Problem »
Which lines in the records below contain the word "latter"? Copy each of them.

▬▬▬▬▬▬▬▬▬▬

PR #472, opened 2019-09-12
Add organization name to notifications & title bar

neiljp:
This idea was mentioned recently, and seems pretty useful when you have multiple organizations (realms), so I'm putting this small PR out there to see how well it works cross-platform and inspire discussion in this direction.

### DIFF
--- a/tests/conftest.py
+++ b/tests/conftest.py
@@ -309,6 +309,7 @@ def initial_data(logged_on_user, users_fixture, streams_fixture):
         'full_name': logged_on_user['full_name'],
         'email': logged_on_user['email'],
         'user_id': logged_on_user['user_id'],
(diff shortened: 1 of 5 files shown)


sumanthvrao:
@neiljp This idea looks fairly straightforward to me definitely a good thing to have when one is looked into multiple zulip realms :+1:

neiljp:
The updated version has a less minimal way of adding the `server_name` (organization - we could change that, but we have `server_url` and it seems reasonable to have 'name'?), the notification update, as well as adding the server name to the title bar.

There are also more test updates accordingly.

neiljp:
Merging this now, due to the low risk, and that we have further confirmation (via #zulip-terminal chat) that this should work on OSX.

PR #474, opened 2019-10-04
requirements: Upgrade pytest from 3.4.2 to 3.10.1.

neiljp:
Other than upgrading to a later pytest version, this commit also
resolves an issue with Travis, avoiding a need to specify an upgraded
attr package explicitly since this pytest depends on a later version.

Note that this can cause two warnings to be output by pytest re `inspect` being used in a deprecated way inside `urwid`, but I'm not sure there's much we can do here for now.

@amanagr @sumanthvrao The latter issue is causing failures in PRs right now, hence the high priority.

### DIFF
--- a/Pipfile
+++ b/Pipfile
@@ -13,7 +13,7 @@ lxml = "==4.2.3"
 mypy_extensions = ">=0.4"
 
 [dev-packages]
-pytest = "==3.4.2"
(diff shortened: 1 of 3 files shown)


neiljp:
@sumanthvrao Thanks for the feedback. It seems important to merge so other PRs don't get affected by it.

▬▬▬▬▬▬▬▬▬▬

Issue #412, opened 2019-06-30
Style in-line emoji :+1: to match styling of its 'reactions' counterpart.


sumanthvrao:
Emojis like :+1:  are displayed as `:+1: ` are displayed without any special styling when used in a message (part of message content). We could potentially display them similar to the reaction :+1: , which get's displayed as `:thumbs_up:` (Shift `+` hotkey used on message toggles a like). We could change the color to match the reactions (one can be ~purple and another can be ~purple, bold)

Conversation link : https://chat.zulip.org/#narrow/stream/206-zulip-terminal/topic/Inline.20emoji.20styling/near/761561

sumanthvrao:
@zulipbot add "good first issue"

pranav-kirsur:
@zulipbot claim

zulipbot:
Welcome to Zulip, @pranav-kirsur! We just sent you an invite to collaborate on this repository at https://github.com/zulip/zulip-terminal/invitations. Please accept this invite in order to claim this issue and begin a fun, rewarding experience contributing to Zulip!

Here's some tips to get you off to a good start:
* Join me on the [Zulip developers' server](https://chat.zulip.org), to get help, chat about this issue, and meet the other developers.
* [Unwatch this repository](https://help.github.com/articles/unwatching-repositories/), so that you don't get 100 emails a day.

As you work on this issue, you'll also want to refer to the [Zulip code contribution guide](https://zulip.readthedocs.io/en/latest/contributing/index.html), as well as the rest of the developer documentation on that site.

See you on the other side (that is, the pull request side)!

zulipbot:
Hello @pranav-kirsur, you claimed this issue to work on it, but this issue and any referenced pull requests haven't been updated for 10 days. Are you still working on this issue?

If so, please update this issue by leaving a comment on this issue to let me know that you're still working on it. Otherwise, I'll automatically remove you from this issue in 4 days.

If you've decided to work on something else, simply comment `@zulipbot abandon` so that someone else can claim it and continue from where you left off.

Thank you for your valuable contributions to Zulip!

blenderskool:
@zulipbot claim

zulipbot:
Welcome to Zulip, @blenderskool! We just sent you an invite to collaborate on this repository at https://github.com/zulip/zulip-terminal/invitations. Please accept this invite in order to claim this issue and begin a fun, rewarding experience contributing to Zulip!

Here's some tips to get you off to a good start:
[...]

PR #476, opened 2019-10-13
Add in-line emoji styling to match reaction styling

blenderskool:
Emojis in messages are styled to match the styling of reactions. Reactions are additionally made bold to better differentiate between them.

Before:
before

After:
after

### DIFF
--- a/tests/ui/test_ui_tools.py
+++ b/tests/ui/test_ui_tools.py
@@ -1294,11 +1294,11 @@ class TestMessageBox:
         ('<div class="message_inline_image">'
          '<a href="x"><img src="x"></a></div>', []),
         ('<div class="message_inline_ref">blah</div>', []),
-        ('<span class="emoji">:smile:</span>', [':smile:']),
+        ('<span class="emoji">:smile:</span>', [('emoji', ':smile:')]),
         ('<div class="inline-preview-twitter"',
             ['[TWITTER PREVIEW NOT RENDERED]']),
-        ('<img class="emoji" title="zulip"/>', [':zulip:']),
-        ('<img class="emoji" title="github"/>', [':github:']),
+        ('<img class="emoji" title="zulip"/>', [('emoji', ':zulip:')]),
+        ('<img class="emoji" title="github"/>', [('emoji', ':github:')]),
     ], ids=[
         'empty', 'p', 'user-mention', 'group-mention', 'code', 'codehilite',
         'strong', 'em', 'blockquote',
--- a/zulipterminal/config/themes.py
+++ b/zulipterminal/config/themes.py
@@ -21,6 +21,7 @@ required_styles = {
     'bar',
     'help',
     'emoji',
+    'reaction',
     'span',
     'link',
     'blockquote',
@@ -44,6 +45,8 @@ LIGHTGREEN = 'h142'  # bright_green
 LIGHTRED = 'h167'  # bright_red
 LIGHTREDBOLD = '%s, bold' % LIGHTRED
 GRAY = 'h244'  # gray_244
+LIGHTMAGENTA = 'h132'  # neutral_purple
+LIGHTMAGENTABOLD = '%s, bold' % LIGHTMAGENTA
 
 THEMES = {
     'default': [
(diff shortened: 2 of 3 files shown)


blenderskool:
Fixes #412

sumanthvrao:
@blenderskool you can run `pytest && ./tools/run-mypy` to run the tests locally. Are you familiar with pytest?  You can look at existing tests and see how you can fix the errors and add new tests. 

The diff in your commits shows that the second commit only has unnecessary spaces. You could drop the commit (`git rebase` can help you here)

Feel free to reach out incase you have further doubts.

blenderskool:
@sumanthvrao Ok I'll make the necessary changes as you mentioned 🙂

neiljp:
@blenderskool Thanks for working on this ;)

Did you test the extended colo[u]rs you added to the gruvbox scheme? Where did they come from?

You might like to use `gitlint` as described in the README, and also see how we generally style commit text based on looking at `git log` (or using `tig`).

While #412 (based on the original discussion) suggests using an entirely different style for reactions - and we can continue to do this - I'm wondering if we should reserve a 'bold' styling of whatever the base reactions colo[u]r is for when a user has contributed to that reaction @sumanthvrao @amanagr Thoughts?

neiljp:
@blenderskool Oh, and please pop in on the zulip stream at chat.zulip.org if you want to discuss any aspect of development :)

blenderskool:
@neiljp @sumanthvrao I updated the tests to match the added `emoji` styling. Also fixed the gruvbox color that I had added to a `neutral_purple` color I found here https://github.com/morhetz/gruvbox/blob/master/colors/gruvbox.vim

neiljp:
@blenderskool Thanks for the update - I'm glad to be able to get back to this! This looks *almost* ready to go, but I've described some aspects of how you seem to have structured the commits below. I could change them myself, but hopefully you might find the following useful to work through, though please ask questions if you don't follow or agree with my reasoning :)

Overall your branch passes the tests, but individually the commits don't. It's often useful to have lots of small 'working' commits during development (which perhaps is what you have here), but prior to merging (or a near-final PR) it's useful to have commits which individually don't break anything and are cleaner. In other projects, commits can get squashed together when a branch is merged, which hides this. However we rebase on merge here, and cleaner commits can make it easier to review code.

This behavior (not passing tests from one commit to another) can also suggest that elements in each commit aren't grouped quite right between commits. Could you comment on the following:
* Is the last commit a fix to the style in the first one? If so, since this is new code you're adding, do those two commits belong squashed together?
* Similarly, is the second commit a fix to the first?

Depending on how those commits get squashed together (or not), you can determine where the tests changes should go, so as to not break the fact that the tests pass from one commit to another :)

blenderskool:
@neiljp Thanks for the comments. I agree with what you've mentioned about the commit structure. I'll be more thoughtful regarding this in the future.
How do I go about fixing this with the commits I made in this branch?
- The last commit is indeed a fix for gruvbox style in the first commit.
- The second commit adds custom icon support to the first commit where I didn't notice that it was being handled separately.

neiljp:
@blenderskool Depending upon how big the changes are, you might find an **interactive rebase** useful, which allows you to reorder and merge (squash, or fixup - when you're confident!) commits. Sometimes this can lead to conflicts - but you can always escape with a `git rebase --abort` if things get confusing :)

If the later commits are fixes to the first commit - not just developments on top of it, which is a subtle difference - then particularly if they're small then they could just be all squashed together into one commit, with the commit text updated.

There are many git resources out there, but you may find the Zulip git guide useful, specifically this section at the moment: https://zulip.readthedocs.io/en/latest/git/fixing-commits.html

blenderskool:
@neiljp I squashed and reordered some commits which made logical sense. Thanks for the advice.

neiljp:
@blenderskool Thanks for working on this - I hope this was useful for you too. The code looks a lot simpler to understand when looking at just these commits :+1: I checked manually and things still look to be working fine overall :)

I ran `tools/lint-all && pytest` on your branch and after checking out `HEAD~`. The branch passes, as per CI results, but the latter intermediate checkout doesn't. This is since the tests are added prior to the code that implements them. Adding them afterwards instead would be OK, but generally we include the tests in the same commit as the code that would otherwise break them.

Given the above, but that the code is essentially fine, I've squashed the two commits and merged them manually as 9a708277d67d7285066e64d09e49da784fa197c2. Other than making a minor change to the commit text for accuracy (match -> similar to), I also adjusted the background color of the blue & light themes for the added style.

▬▬▬▬▬▬▬▬▬▬

Solution below »
@amanagr @sumanthvrao The latter issue is causing failures in PRs right now, hence the high priority.
I ran `tools/lint-all && pytest` on your branch and after checking out `HEAD~`. The branch passes, as per CI results, but the latter intermediate checkout doesn't. This is since the tests are added prior to the code that implements them. Adding them afterwards instead would be OK, but generally we include the tests in the same commit as the code that would otherwise break them.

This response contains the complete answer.